▶ Records excerpted from a collection
PR #3537, opened 2025-10-14
test(iroh): fix flaky test_active_relay_inactive

dignifiedquire:


iroh/src/magicsock/transports/relay/actor.rs
```diff
@@ -1478,68 +1478,74 @@ mod tests {
...
-                let (tx, rx) = oneshot::channel();
-                inbox_tx.send(ActiveRelayMessage::PingServer(tx)).await.ok();
-                if tokio::time::timeout(Duration::from_millis(100), rx)
-                    .await
-                    .map(|resp| resp.is_ok())
-                    .unwrap_or_default()
-                {
-                    break;
+            // Wait until the actor is connected to the relay server.
+            tokio::time::timeout(Duration::from_millis(200), async {
```
flub: isn't this 200ms the likely cause of it being flaky?  You could bump this to say 5s?

dignifiedquire: no this always happens, the failing timeout is the shutdown below

PR #3543, opened 2025-10-15
chore: update copyright dates

dignifiedquire:


rklaehn (approved):
Is it enough to mention the last year, or should it be 2023-2025?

▶ Exercise
For each line in the data that contains the string "tokio", give a copy of that line.

▶ Answer section
-                if tokio::time::timeout(Duration::from_millis(100), rx)
+            tokio::time::timeout(Duration::from_millis(200), async {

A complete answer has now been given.